Researcher Patrick Forde, MBBCh, assistant professor of oncology at Bloomberg-Kimmel Institute for Cancer Immunotherapy, expressed enthusiasm for the results but emphasized confirmation in a larger patient population is necessary.
“We have to be careful not to compare these outcomes with historical outcomes given the small size of this single-arm study,” Forde said in the release. “However, these initial results are highly encouraging and, allied to the translational science, will spur interest in further neoadjuvant clinical trials across tumor types.” – by Mark Leiser
Reference:
Forde PM, et al. Abstract CT079. Presented at: American Association for Cancer Research Annual Meeting; April 14-18, 2018; Chicago.

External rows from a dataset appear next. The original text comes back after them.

PR #330, opened 2023-10-12
TLS rotation enhancements

sivanov-nuodb:
**Changes**

```
- Added support for supplying NuoAdmin keystore and truststore passwords via
  Secret. If both `password` and `passwordKey` values are defined, the first
  one takes precedence.
- Now NuoAdmin domain doesn't need to be restarted on keystore change. The
  volume mounts will automatically receive updates for the volume sources
  defined in the projected volume which simplifies the TLS keys rotation.
- Added support for TLS keys rotation via `helm upgrade`. Previously the
  database processes had to be manually restarted with `kubectl rollout restart`
  to receive new TLS certificates. Now the restart is performed
  automatically allowing the user to interact only with the Helm client to
  perform the TLS keys rotation.
```

**Testing**

- Added new integration tests (previously there weren't any for TLS)
- Modified the `TestKubernetesTLSRotation` E2E test to use `helm upgrade` strategy for TLS keys rotation


stable/admin/README.md
```diff
@@ -200,9 +200,11 @@ The following tables list the configurable parameters for the `admin` option of
 | `tlsKeyStore.secret` | TLS keystore secret name | `nil` |
 | `tlsKeyStore.key` | TLS keystore secret key | `nil` |
 | `tlsKeyStore.password` | TLS keystore secret password | `nil` |
+| `tlsKeyStore.passwordKey` | TLS keystore secret password key. One of `tlsKeyStore.password` or `tlsKeyStore.passwordKey` must be used | `nil` |
```
adriansuarez, line 203: This is misleading, because 0 can be used. I would change the wording to "At most one..."

adriansuarez: Why don't we just set a default of `password` for the password key and only use it if TLS is enabled and `tlsKeyStore.password` is `nil`?

adriansuarez: So it looks like actually the default value of `tlsKeyStore` is `nil`, and any sub-keys within it are what indicate that TLS is enabled. I guess we can inject the `password` in the place where the environment variable is defined.

stable/database/templates/_helpers.tpl
```diff
@@ -649,4 +649,92 @@ calculated and appended to the truncated string to make it unique.
...
+*/}}
+{{- define "database.tlsConfigAnnotations" -}}
+{{- if .Values.admin.tlsKeyStore }}
+  {{- $password := include "database.keystorePassword" (list . .Values.admin.tlsKeyStore) -}}
+  {{- if $password }}
+checksum/tls-passwords: {{ sha256sum $password }}
+  {{- end }}
+  {{- $keystore := include "database.keystore" (list . .Values.admin.tlsKeyStore) -}}
+  {{- if $keystore }}
+checksum/tls-keystore: {{ sha256sum $keystore }}
```
adriansuarez, line 737: The user still has to take manual action for the new keystore and truststore to be loaded. Before it was by running `kubectl rollout statefulset/deployment ...`, and now it is by running `helm upgrade ...` just to cause the checksum to be recalculated from the secret resources.

test/testlib/tls.go
```diff
@@ -167,6 +192,32 @@ func RotateTLSCertificates(t *testing.T, options *helm.Options, namespaceName st
...
+			if actual != adminPem {
+				notUpdated = append(notUpdated, admin)
+			}
+		}
+		if len(notUpdated) > 0 {
+			t.Logf("Server certificates not updated for APs %s", notUpdated)
+			return false
+		}
+		return true
+	}, timeout)
```
adriansuarez, line 218: So ConfigMaps/Secrets do get reloaded? I have not been able to find documentation that confirms this and was always under the impression that this was not the case. Is this a newer feature?

stable/admin/README.md
sivanov-nuodb: If TLS is disabled, then `admin.tlsKeyStore`, `admin.tlsTrustStore`, `admin.tlsClientPEM`, and `admin.tlsCACert` are `nil`.  This change adds another optional property `passwordKey` to `admin.tlsKeyStore` and `admin.tlsTrustStore` Helm variables so that the user can supply passwords via Secret. Are you proposing to set a default value for this new property (i.e. `password`) in [here](https://github.com/nuodb/nuodb-helm-charts/blob/sivanov/HELM-389/stable/admin/templates/statefulset.yaml#L124-L132)?

test/testlib/tls.go
sivanov-nuodb: This is done by _kubelet_ and I don't think is a new feature. The secrets mounted with `subPath` doesn't receive updates though. This was how TLS secrets were mounted before which was unfortunate.
For more information on the Secret updates, see [here](https://kubernetes.io/docs/concepts/configuration/secret/#using-secrets-as-files-from-a-pod).

stable/admin/README.md
adriansuarez: Yes, basically replacing [line 131](https://github.com/nuodb/nuodb-helm-charts/blob/sivanov/HELM-389/stable/admin/templates/statefulset.yaml#L131) with
```
              key: {{ default "password" .Values.admin.tlsKeyStore.passwordKey }}
```

But you would also have to propagate that to the places where the actual password is obtained like the `admin.keystorePassword`. But if that's too much of a pain, we can skip it.

adriansuarez (approved):
Looks good.

test/testlib/tls.go
adriansuarez: Thanks for the pointer. It's good that ConfigMaps/Secrets mounted as files are reloaded. I thought we were going to have to rely on K8s API access to fetch the data.

bkelly-ndb (approved):
The change looks good, should the user guide for rotation be updated with this: https://github.com/nuodb/nuodb-helm-charts/blob/master/docs/HowToCertificatesRotation.md

Any impact/additions that could go into: https://github.com/nuodb/nuodb-helm-charts/blob/master/docs/HowtoTLS.md

sivanov-nuodb:
> The change looks good, should the user guide for rotation be updated with this: https://github.com/nuodb/nuodb-helm-charts/blob/master/docs/HowToCertificatesRotation.md
> 
> Any impact/additions that could go into: https://github.com/nuodb/nuodb-helm-charts/blob/master/docs/HowtoTLS.md

So that you know, the changes here are optimizations only and are backward compatible with what has been documented.
The TLS rotation guide changes the TLS secret names and doesn't benefit from this optimization. I would live any possible updates to the guides once the new version is released.

adriansuarez:
@sivanov-nuodb Latest changes look good.

acabrele (approved):
Changes look good to me.  Great to have this added, thanks Stanimir!

PR #332, opened 2023-10-13
Add storage group resource label

sivanov-nuodb:
**Changes**

```
Added `storage-group` label to relevant resources if TPSG is enabled for the
Helm release. Environments that use TPSG should be redeployed because of the
additional label added to the PVC section of the StatefulSet. This should be
fine as TPSG is an experimental feature in NuoDB Helm Charts v3.6.0.
```

### DIFF
--- a/stable/database/templates/_helpers.tpl
+++ b/stable/database/templates/_helpers.tpl
@@ -513,10 +513,30 @@ release: {{ .Release.Name | quote }}
 {{- end -}}
 
 {{/*
+Renders the storage group labels. IMPORTANT: Adding new entries must be done
+with caution as these labels are rendered in the PVC spec which is immutable.
+The storage group name can not be reconfigured by definition.
+*/}}
+{{- define "database.storageGroupLabels" -}}
+{{- if .Values.database.sm.storageGroup -}}
+{{- if .Values.database.sm.storageGroup.enabled -}}
+storage-group: {{ include "database.storageGroup.name" . | quote }}
+{{- end -}}
+{{- end -}}
+{{- end -}}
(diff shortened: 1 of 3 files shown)


agoelzer (approved):

kontaras (approved):

stable/database/templates/_helpers.tpl
```diff
@@ -512,13 +512,33 @@ release: {{ .Release.Name | quote }}
...
 
+{{/*
+Renders the storage group labels. IMPORTANT: Adding new entries must be done
+with caution as these labels are rendered in the PVC spec which is immutable.
+The storage group name can not be reconfigured by definition.
+*/}}
+{{- define "database.storageGroupLabels" -}}
+{{- if .Values.database.sm.storageGroup -}}
+{{- if .Values.database.sm.storageGroup.enabled -}}
+storage-group: {{ include "database.storageGroup.name" . | quote }}
```
adriansuarez, line 523: We follow the convention of prefixing the label and annotation keys with `cp.nuodb.com/` in the Control Plane. Should we adopt something similar with the Helm charts?

adriansuarez (approved):
Looks good.

bkelly-ndb (approved):

stable/database/templates/_helpers.tpl
sivanov-nuodb: Actually, "nuodb.com/" prefix is used only for KAA annotations. All other labels/annotations rendered by NuoDB Helm charts don't follow this concept. I would leave it like this for now.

Disclosure: Pardoll reports consultant roles with Aduro Biotech, Amgen, Bristol-Myers Squibb, DNAtrix, DNAX, Dracen, Five Prime Therapeutics, FixBio, Immunomic, Janssen, MedImmune, Merck, Pfizer, Potenza, Tieza, Tizona and WindMIL; stock ownership in Aduro Biotech, DNAtrix, Dracen, Five Prime Therapeutics, FixBio, Tieza, Tizona and WindMIL; and patents with Aduro Biotech, Bristol-Myers Squibb, Immunomic and WindMIL. Forde reports research funding from AstraZeneca, Bristol-Myers Squibb, Kyowa and Novartis, as well as consultant roles with AbbVie, AstraZeneca, Boehringer Ingelheim, Bristol-Myers Squibb, EMD Serono, Inivata, Merck and Novartis. Please see the abstract for all other authors’ relevant financial disclosures.